Brief: Each line of the data below holding the word "ErrorAction" must be copied.

******

PR #2455, opened 2025-10-22
Add more Modern Sharing to Check-SharingStatus.ps1

Shanefe:
**Issue:**
Make output more readable / useful

**Fix:**
Hide output that is not often needed

**Validation:**
Tested with internal access on many user issues.

### DIFF
--- a/.build/cspell-words.txt
+++ b/.build/cspell-words.txt
@@ -4,6 +4,7 @@ amsi
 Antispam
 anob
 asmx
+Authenticode
 authsspi
 autodiscover
 bincirc
@@ -45,7 +46,6 @@ fltmc
 freb
 FYDIBOHF
 GCDO
-Get-AuthenticodeSignature
 globalsequence
 Hashtable
 HHMM
--- a/Diagnostics/HealthChecker/Analyzer/Invoke-AnalyzerIISInformation.ps1
+++ b/Diagnostics/HealthChecker/Analyzer/Invoke-AnalyzerIISInformation.ps1
@@ -565,7 +565,11 @@ function Invoke-AnalyzerIISInformation {
             $binSearchFolders = (([xml]($_.Content)).configuration.appSettings.add | Where-Object {
                     $_.key -eq "BinSearchFolders"
                 }).value
-            $paths = $binSearchFolders.Split(";").Trim()
+            $paths = $null
+
+            if ($null -ne $binSearchFolders) {
+                $paths = $binSearchFolders.Split(";").Trim()
+            }
             $installPath = $exchangeInformation.RegistryValues.MsiInstallPath
             foreach ($binTestPath in  @("bin", "bin\CmdletExtensionAgents", "ClientAccess\Owa\bin")) {
                 $testPath = [System.IO.Path]::Combine($installPath, $binTestPath)
--- a/Diagnostics/HealthChecker/Analyzer/Security/Invoke-AnalyzerSecurityIISModules.ps1
+++ b/Diagnostics/HealthChecker/Analyzer/Security/Invoke-AnalyzerSecurityIISModules.ps1
@@ -37,10 +37,11 @@ function Invoke-AnalyzerSecurityIISModules {
                     $modulesWriteType = "Red"
 
                     $iisModulesOutputList.Add([PSCustomObject]@{
-                            Module = $m.Name
-                            Path   = $m.Path
-                            Signer = "N/A"
-                            Status = "Not signed"
+                            Module       = $m.Name
+                            Path         = $m.Path
+                            Signer       = "N/A"
+                            Status       = "Not signed"
+                            PathNotFound = $m.PathNotFound
                         })
                 } elseif (($m.SignatureDetails.IsMicrosoftSigned -eq $false) -or
                     ($m.SignatureDetails.SignatureStatus -ne 0) -and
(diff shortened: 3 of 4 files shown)


Calendar/Check-SharingStatus.ps1
```diff
@@ -337,6 +382,34 @@ function GetOwnerInformation {
...
+    $CalFolderProps = Get-MailboxCalendarFolder -Identity "${Owner}:\$OwnerCalendarName"
+    Write-Host -ForegroundColor DarkYellow "`t ExtendedFolderFlags: $($CalFolderProps.ExtendedFolderFlags)"
+    if ($CalFolderProps.ExtendedFolderFlags -like "*SharedOut*") {
+        Write-Host -ForegroundColor Green "`t Calendar is Shared Out using Modern Sharing."
+    } else {
+        Write-Host -ForegroundColor Red "`t Calendar is not Shared Out using Modern Sharing."
+    }
+
+    Write-Host -ForegroundColor DarkYellow "`t Running 'Get-CalendarActiveSharingInformation -Identity "${Owner}:\$OwnerCalendarName"'"
+    $OwnerActiveSharingInfo = Get-CalendarActiveSharingInformation -Identity "${Owner}:\$OwnerCalendarName"
```
dpaulson45, line 387: Spell Check is currently complaining about this. 

Image

Based off code review internally, this looks like the correct spelling of it. 

Therefore, we need to tell Spell Check to ignore this word. If this is the only location of this, then you can just add it to the file like so: 

```
# cSpell:ignore ActiveShareesDataSet
```

Or if we think this might be used in different locations down the road, let's just add it to the main database of words to ignore.  #Resolved

Calendar/Check-SharingStatus.ps1
```diff
@@ -121,18 +123,16 @@ function ProcessCalendarSharingAcceptLogs {
...
 
     # Call the Export-MailboxDiagnosticLogs cmdlet and store the output in a variable
     try {
         # Call the Export-MailboxDiagnosticLogs cmdlet and store the output in a variable
         # -ErrorAction is not supported on Export-MailboxDiagnosticLogs
         # $logOutput = Export-MailboxDiagnosticLogs $Identity -ComponentName AcceptCalendarSharingInvite -ErrorAction SilentlyContinue
-
-        $logOutput = Export-MailboxDiagnosticLogs $Identity -ComponentName AcceptCalendarSharingInvite
+        Write-Host "Collecting AcceptCalendarSharingInvite logs for [$Identity] ..."
+        $logOutput = Export-MailboxDiagnosticLogs $Identity -ComponentName AcceptCalendarSharingInvite 2>$null
```
dpaulson45: Why are we redirecting the `Error` stream here when we are in a `try` `catch` block? #Resolved

Calendar/Check-SharingStatus.ps1
```diff
@@ -171,12 +191,21 @@ function ProcessCalendarSharingAcceptLogs {
...
+    #$csvObject | Where-Object { [DateTime]$_.Timestamp -gt (Get-Date).AddDays(-180) } | Format-Table -a Timestamp, SharedCalendarOwner, FolderName
+
+    Write-Host "Receiver [$Identity] has accepted copies of the shared calendar from the following recipients in the last 180 days:"
+    if ($csvObject.Timestamp.Substring(0, 2) -gt 12) {
+        Write-Verbose "Trying European DateTime Format - dd/MM/yyyy HH:mm:ss"
+        $culture = [System.Globalization.CultureInfo]::CreateSpecificCulture("en-GB")
+    } else {
+        $culture = [System.Globalization.CultureInfo]::CreateSpecificCulture("en-US")
+    }
+    $csvObject | Where-Object { [DateTime]::Parse($_.Timestamp, $culture) -gt (Get-Date).AddDays(-180) } | Format-Table -a Timestamp, SharedCalendarOwner, FolderName
```
dpaulson45: We might want to include this in a `try` `catch` block to handle if we don't properly parse the `DateTime`.  #Resolved

Calendar/Check-SharingStatus.ps1
```diff
@@ -207,13 +236,16 @@ function ProcessInternetCalendarLogs {
         $logOutput = Export-MailboxDiagnosticLogs $Identity -ComponentName InternetCalendar
     } catch {
         # Code to run if an error occurs
-        Write-Error "An error occurred: $_"
+        Write-Error "An error occurred processing InternetCalendar logs."
```
dpaulson45: It might still be helpful to include the Inner Exception. Makes it easier to debug down the road if required.  #Resolved

Calendar/Check-SharingStatus.ps1
Shanefe: I was trying to capture the Error that happens when the requested Log is not found.  Even with the Catch and 2>$null it still throws a huge error msg.
I will remove the 2> as it does not seem to help.

dpaulson45: Have you tried to include `-ErrorAction Stop` within your `Export-MailboxDiagnosticLogs`?

Calendar/Check-SharingStatus.ps1
Shanefe: Updated to better error msg.
Just means that there is no InternetCalendar Log

Calendar/Check-SharingStatus.ps1
Shanefe: -ErrorAction is not supported on Export-MailboxDiagnosticLogs

dpaulson45:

******

Problem solution:
         # -ErrorAction is not supported on Export-MailboxDiagnosticLogs
         # $logOutput = Export-MailboxDiagnosticLogs $Identity -ComponentName AcceptCalendarSharingInvite -ErrorAction SilentlyContinue
dpaulson45: Have you tried to include `-ErrorAction Stop` within your `Export-MailboxDiagnosticLogs`?
Shanefe: -ErrorAction is not supported on Export-MailboxDiagnosticLogs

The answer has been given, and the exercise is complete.